About this exercise
Filter the data below for the string "Program" and copy each matching line.

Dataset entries

"""

PR #10629, opened 2026-02-24
feat(zkevm): Refactor stateless executor

### LINKED ISSUE #10618: Add BlockValidator to StatelessExecutor

### LINKED ISSUE #10630: Implement precompiles for Zisk
- [ ] `BLAKE2F`
- [ ] `BLS12_G1ADD`
- [ ] `BLS12_G1MSM`
- [ ] `BLS12_G2ADD`
- [ ] `BLS12_G2MSM`
- [ ] `BLS12_MAP_FP2_TO_G2`
- [ ] `BLS12_MAP_FP_TO_G1`
- [ ] `BLS12_PAIRING_CHECK`
- [ ] `BN254_ADD`
- [ ] `BN254_MUL`
- [x] `BN254_PAIRING` (unstable on our end)
- [ ] `ECREC`
- [ ] `ID`
- [ ] `KZG_POINT_EVALUATION` (seems like missing in Zisk)
- [ ] `MODEXP`
- [ ] `RIPEMD160`
- [ ] `SHA256`

### LINKED ISSUE #10632: Consider using native Keccak in Zisk
Currently, we use our own implementation of Keccak-256, while Zisk provides its own, likely a faster one.

### LINKED ISSUE #10633: Implement input serialization for Zisk
Implement input data serialization for Zisk guest that includes states, block, witness, config, etc.

rubo:
- Resolves #10633
- Resolves #10618
- Resolves #10630
- Resolves #10632

## Changes

- Introduced two projects: the `Nethermind.Stateless.ZiskGuest` as a guest for Zisk, and the `Nethermind.Stateless.Executor` with the core execution and serialization logic. The idea is to have a separate guest app for each supported zkVM that contains all host-specific functionality. The stateless executor itself is a regular library that can be compiled and run on any platform.
- Implemented input serialization.
- Added block validation.
- Refactored and optimized Zisk I/O API.
- Added Zisk cryptographic API bindings for precompiles, hashing, etc.
    - Precompiles are implemented as 3 partial classes to avoid runtime costs and are conditionally compiled. See below.
- Conditional compilation is implemented based on a file or directory name: `std` for standard implementations and `zkevm` for zkEVM implementations. The `.std.cs` files and `std/*.cs` files are excluded from build when `EnableZkEvm = true`, while the `.zkevm.cs` files and `zkevm/*.cs` files are excluded from build when `EnableZkEvm != true`. This vastly eliminates the need for `#if ZK_EVM` directives in the codebase.
- Added a tool to generate input files for Zisk.
- Added testing workflow with Mainnet blocks.
- Removed the old `StatelessExecution` project.

See the [README](https://github.com/NethermindEth/nethermind/blob/feature/stateless-zisk/src/Nethermind/Nethermind.Stateless.ZiskGuest/README.md)

- [x] Optimization
- [x] Refactoring
- [ ] Documentation update
- [ ] Build-related changes
- [ ] Other: _Description_

#### Requires testing

- [x] Yes
- [ ] No

- [x] Yes
- [ ] No

#### Notes on testing

Requires manual testing

### DIFF
--- a/src/Nethermind/Stateless.slnx
+++ b/src/Nethermind/Stateless.slnx
@@ -1,6 +1,7 @@
 <Solution>
   <Folder Name="/Nethermind/">
     <Project Path="Nethermind.Abi/Nethermind.Abi.csproj" />
+    <Project Path="Nethermind.Analyzers/Nethermind.Analyzers.csproj" />
     <Project Path="Nethermind.Blockchain/Nethermind.Blockchain.csproj" />
     <Project Path="Nethermind.Config/Nethermind.Config.csproj" />
     <Project Path="Nethermind.Consensus/Nethermind.Consensus.csproj" />


tools/Stateless/ZiskGuest/Zisk/IO.cs
```diff
@@ -0,0 +1,97 @@
+// SPDX-FileCopyrightText: 2026 Demerzel Solutions Limited
```
maximmenshikov: That is not the right place for it. libziskos is. Let's use the architecture that is already provided in bflat.

This is due to many reasons, most important one is that this file is 100% limited by Zisk version (making nmc inadvertently dependent on Zisk)

src/Nethermind/Nethermind.Stateless.ZiskGuest/Dockerfile.zisk
```diff
@@ -0,0 +1,20 @@
...
+
+RUN curl -L https://raw.githubusercontent.com/0xPolygonHermez/zisk/main/ziskup/ziskup | bash -s -- --nokey
+
+ENV PATH="/root/.zisk/bin:${PATH}"
+
+WORKDIR /n
+
+COPY bin/nethermind .
+
+CMD ["tail", "-f", "/dev/null"]
```
maximmenshikov: Huh?

tools/Stateless/ZiskGuest/Dockerfile
```diff
@@ -0,0 +1,20 @@
...
+
+FROM rust:latest
+
+RUN apt-get update && apt-get install -y --no-install-recommends \
+  libomp-dev \
+  libopenmpi-dev \
+  libsodium-dev && \
+  rm -rf /var/lib/apt/lists/*
+
+RUN curl -L https://raw.githubusercontent.com/0xPolygonHermez/zisk/main/ziskup/ziskup | bash -s -- --nokey
```
maximmenshikov: It is a bit fragile and insecure to run the script like this.

tools/Stateless/ZiskGuest/Makefile
```diff
@@ -0,0 +1,97 @@
...
+	dotnet build -c release -p:EnableZkvm=true
+
+build-zisk: build-docker-bflat
+	$(DOCKER_RUN) $(BFLAT_BUILD) --libc zisk $(BFLAT_REFS) $(BFLAT_SRC) \
+    --extlib https://github.com/NethermindEth/bflat-libziskos:pre-develop-0.16.0
+	mkdir -p bin; mv -f Program.patched bin/nethermind; rm -f Program Program.o
+
+build-zisk-sim: build-docker-bflat
+	$(DOCKER_RUN) $(BFLAT_BUILD) --libc zisk_sim $(BFLAT_REFS) $(BFLAT_SRC)
+	mkdir -p bin; mv -f Program bin/nethermind; rm -f Program.o
```
maximmenshikov: suggesting abs paths here and in other places

tools/Stateless/ZiskGuest/Zisk/IO.cs
rubo: The point of this particular project is to be dependent on a particular zkVM, Zisk in this case. It's way more convenient to have everything here than to have it scattered across different repos.

maximmenshikov: You can't have it working properly from here. Realistic precompiles need supplementary assembly because most syscalls can't be invoked using C#. That's what bflat handles through bflat external libraries.

Also, I don't see any point in remaking it again and again. We moved it from bflat to a separate repo to simplify management and because we discussed it.
Here, we move it to Nethermind without discussion.

rubo: > Here, we move it to Nethermind without discussion.

What are we doing now if not discussing?

> You can't have it working properly from here.

I don't see any reason why they can't work from here. But the real problem is that they don't work properly from anywhere at the moment, sadly.

maximmenshikov: Alright, discussing.

I said why. You can't implement system calls in C#.
It worked for Zisk because you have a complementary library that does it for you (and it brings you problems, in fact).

rubo: The guest app doesn't know whether the call is a syscall or whatever. It just calls a function in a linked library. A regular .NET p/invoke. What the native library does under the hood doesn't concern the guest. This said, we extracted Zisk functionality from the bflat-riscv64 repo to keep it generic and not be tied to a specific zkVM. The point of the bflat-libziskos repo is to provide a correctly built _native_ library for bflat to link. That's it. All the C# code is better off in a single place for quick changes, testing, and execution. Also, I believe it should be more convenient for you, too. You focus on native code/compiler stuff, while the C# stuff is left for others. This is my understanding of how things should be organized.

maximmenshikov: libziskos is a single point of responsibility for communication with ziskos and it is the most logical solution as native and managed parts are not splittable from each other.

libziskos builds ziskos itself, adds native layer if needed (and it _is_ needed for real precompiles, not ziskos library functions), it may technically provide an entrypoint for early initialization (likely we will need it), do wrappers, whatever.

Having it all in different modules would be a major source of errors.

maximmenshikov: libziskos is fully open for you to modify and it is not dependent on me, as I stressed multiple times.

rubo: I'm not convinced that it's the way to go, but I'd put this conversation on hold until we get working precompiles and see how we go from there. Thanks.

maximmenshikov: We have _working_ precompiles in both meanings - real "syscalls" and library calls. We have problems with some and it is the other problem, unrelated to the actual mechanism, and we will fix it.

Therefore, I don't see any benefit in making incomplete and unused implementation here in first place, please remove it.

tools/Stateless/ZiskGuest/Zisk/IO.cs
```diff
@@ -0,0 +1,97 @@
...
+    {
+        byte* sizePtr = (byte*)(INPUT_ADDR + 8);
+        ulong size = 0;
+
+        for (int i = 0; i < 8; i++)
+            size |= ((ulong)sizePtr[i]) << (i * 8);
+
+        if (size == 0) return [];
+
+        byte[] result = new byte[size];
```
LukaszRozmej: I know this might be kept in `bflat-libziskos`, but something that we can port there:
We probably don't need to allocate here, we can just use `ReadOnlySpan<byte>` with a pointer!

tools/Stateless/ZiskGuest/Zisk/IO.cs
```diff
@@ -0,0 +1,97 @@
...
+        *(baseAddr + 1 + id) = value;
+    }
+
+    [MethodImpl(MethodImplOptions.AggressiveInlining)]
+    public static void WriteChar(char c)
+    {
+        *(byte*)UART_ADDR = (byte)c;
+    }
+
+    public static void WriteString(string s)
```
LukaszRozmej:
```suggestion
    public static void WriteString(ReadOnlySpan<char> s)
```

tools/Stateless/ZiskGuest/Zisk/IO.cs
```diff
@@ -0,0 +1,97 @@
...
+    {
+        for (int i = 0; i < s.Length; i++)
+            WriteChar(s[i]);
```
LukaszRozmej: If we need to write a lot - (which we probably don't?) - this could be speedup:
1. By casting to 64bit items and write 64bit per instruction (with bounds checks) - 4x speedup from 16bits, 8x speedup if we would write in UTF-8 - btw good question what encoding the VM expects.
2. If Vectors are supported (probably not?) - we could go to even 128, 256 or 512 bits in one go.

Do we even need to write strings?

tools/Stateless/ZiskGuest/Zisk/IO.cs
```diff
@@ -0,0 +1,97 @@
...
+    [MethodImpl(MethodImplOptions.AggressiveInlining)]
+    public static uint ReadUInt32(byte[] data, int offset = 0)
+    {
+        if (data.Length < offset + 4) return 0;
+
+        uint result = 0;
+        for (int i = 0; i < 4; i++)
+            result |= ((uint)data[offset + i]) << (i * 8);
+        return result;
+    }
```
LukaszRozmej: Probably can be done better with `Unsafe`

tools/Stateless/ZiskGuest/Zisk/IO.cs
rubo: I just copied it from original repo. I plan to improve it but later. Things are fragile now, while this code works. Once we stabilize our stuff, we can experiment with better approaches here. Otherwise, we risk breaking there where it works.

tools/Stateless/ZiskGuest/Zisk/IO.cs
rubo: This is another advantage of having this code here for now. More people review, more changes/improvements suggested.

src/Nethermind/Nethermind.Stateless.Executor/InputSerializer.cs
```diff
@@ -0,0 +1,182 @@
...
+
+        var offset = 0;
+        var chainId = ReadUInt32(input, ref offset);
+        var blockLength = ReadInt32(input, ref offset);
+
+        IRlpValueDecoder<Block> blockDecoder = Rlp.GetValueDecoder<Block>()!; // cannot be null
+        Rlp.ValueDecoderContext blockContext = new(input.Slice(offset, blockLength));
+        Block block = blockDecoder.Decode(ref blockContext, RlpBehaviors.None);
+        blockContext.Check(blockLength);
+        offset += blockLength;
```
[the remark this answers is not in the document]
rubo: If the `blockLength` or any other value is wrong, deserialization throws in the end.

src/Nethermind/Nethermind.Stateless.Executor/InputSerializer.cs
```diff
@@ -0,0 +1,182 @@
...
+        ArrayPoolList<byte[]> output = new(count, count);
+
+        for (int i = 0; i < count; i++)
+        {
+            var len = ReadInt32(source, ref offset);
+
+            output[i] = source.Slice(offset, len).ToArray();
+            offset += len;
+        }
+
```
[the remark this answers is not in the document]
rubo: We need to keep it lightweight. So if something goes out of sync, it throws in the end, comparing offset and input length.

src/Nethermind/Nethermind.Evm/TransactionProcessing/TransactionProcessor.cs
```diff
@@ -57,7 +57,7 @@ public bool TryCalculateBlobBaseFee(BlockHeader header, Transaction transaction,
     public abstract class TransactionProcessorBase<TGasPolicy> : ITransactionProcessor
         where TGasPolicy : struct, IGasPolicy<TGasPolicy>
     {
-        protected EthereumEcdsa Ecdsa { get; }
+        protected IEthereumEcdsa Ecdsa { get; }
```
rubo: @LukaszRozmej I'm not sure how much this may affect actual performance. Though we can have a specific implementation type under conditional compilation.

src/Nethermind/Nethermind.Core/ExecutionRequest/ExecutionRequestExtensions.cs
```diff
@@ -90,4 +87,18 @@ static byte[] FlatEncodeRequests(ExecutionRequest[] requests, int bufferSize, by
             return buffer.ToArray();
         }
     }
+
+#if ZK_EVM
```
LukaszRozmej, line 91: .zkevm file?

nuget.config
```diff
@@ -22,8 +22,8 @@
       <package pattern="Microsoft.Diagnostics.Runtime" />
       <package pattern="Microsoft.Diagnostics.Runtime.*" />
     </packageSource>
-    <!--<packageSource key="nugettest.org">
-      <package pattern="" />
-    </packageSource>-->
+    <packageSource key="nugettest.org">
+      <package pattern="Nethermind.ZiskBindings" />
+    </packageSource>
```
LukaszRozmej, line 27: Should we have stable package to merge to master?

tools/StatelessInputGen/Properties/launchSettings.json
```diff
@@ -0,0 +1,8 @@
+{
+  "profiles": {
```
LukaszRozmej, line 2: Not needed?

tools/StatelessInputGen/OwnedReadOnlyListConverter.cs
```diff
@@ -0,0 +1,94 @@
...
+// SPDX-License-Identifier: LGPL-3.0-only
+
+using System.Reflection;
+using System.Text.Json;
+using System.Text.Json.Serialization;
+using Nethermind.Core.Collections;
+
+namespace Nethermind.StatelessInputGen;
+
+public class OwnedReadOnlyListConverter : JsonConverterFactory
```
LukaszRozmej, line 11: Can we potentially have a separate Witness classes to avoid pooled list in this project?
Or maybe we should just make `IOwnedReadOnlyList<>` equivalent to normal `List` under `ZK_EVM`?
This pooling isn't really netting us anything here right?

src/Nethermind/Nethermind.Stateless.Executor/InputSerializer.cs
```diff
@@ -0,0 +1,181 @@
...
+using Nethermind.Core;
+using Nethermind.Core.Collections;
+using Nethermind.Serialization.Rlp;
+
+namespace Nethermind.Stateless.Execution;
+
+/// <summary>
+/// Provides methods for zkVM input serialization. <see cref="Witness.Keys"/> are ignored.
+/// </summary>
+public static class InputSerializer
```
LukaszRozmej, line 16: Was there any point of using this over standarized `IRlpDecoder`s?

src/Nethermind/Nethermind.Stateless.ZiskGuest/Makefile
```diff
@@ -0,0 +1,105 @@
...
+		--mount type=bind,source="$(GUEST_DIR)",target=$(SRC_DIR) \
+		nethermindeth/bflat-riscv64:ce97bb96fb8a5c1b80d1108e5913208a856bad79 \
+		bflat build --arch riscv64 --os linux --stdlib dotnet --libc zisk \
+		--no-pie \
+		--no-pthread \
+		--no-stacktrace-data \
+		--no-globalization \
+		--nostdlibrefs \
+		$(BFLAT_REFS) \
+		-r $(BIN_DIR)/Nethermind.ZiskBindings.dll \
```
maximmenshikov: please remove this and next line as they are added by extlib

nuget.config
rubo: Not yet. Things are changing, and this package will likely be gone soon.

tools/StatelessInputGen/Properties/launchSettings.json
rubo: If you run locally, you're gonna need to add some params here like RPC endpoint. So added to make users life easier.

src/Nethermind/Nethermind.Stateless.Executor/InputSerializer.cs
rubo: I'm not sure what you mean. Please elaborate.

src/Nethermind/Nethermind.Stateless.ZiskGuest/Program.cs
```diff
@@ -0,0 +1,28 @@
...
+using System.Buffers.Binary;
+using Nethermind.Core;
+using Nethermind.Stateless.Execution;
+using Nethermind.ZiskBindings;
+
+namespace Nethermind.Stateless.ZiskGuest;
+
+class Program
+{
+    static void Main()
```
maximmenshikov: I propose to make it int and return 0. As far as I remember the NativeAOT required the real return value. It is quite likely that the return value brought back to NativeAOT might be garbage in that scenario.

benaadams (approved):
Presumably you could also swap out (most of) UInt256 by just changing the opcode registration?  🤔

tools/StatelessInputGen/OwnedReadOnlyListConverter.cs
rubo: Right, that was my initial approach because of the lack of a serializer. Then I decided to have the same class everywhere, but I don't have strong preferences here.

src/Nethermind/Nethermind.Stateless.Executor/InputSerializer.cs
LukaszRozmej: we have a standard how to design RLP serialization/deserialization and interfaces for it

rubo: Please point to it then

"""

Reply
+	mkdir -p bin; mv -f Program.patched bin/nethermind; rm -f Program Program.o
+	mkdir -p bin; mv -f Program bin/nethermind; rm -f Program.o
src/Nethermind/Nethermind.Stateless.ZiskGuest/Program.cs
+class Program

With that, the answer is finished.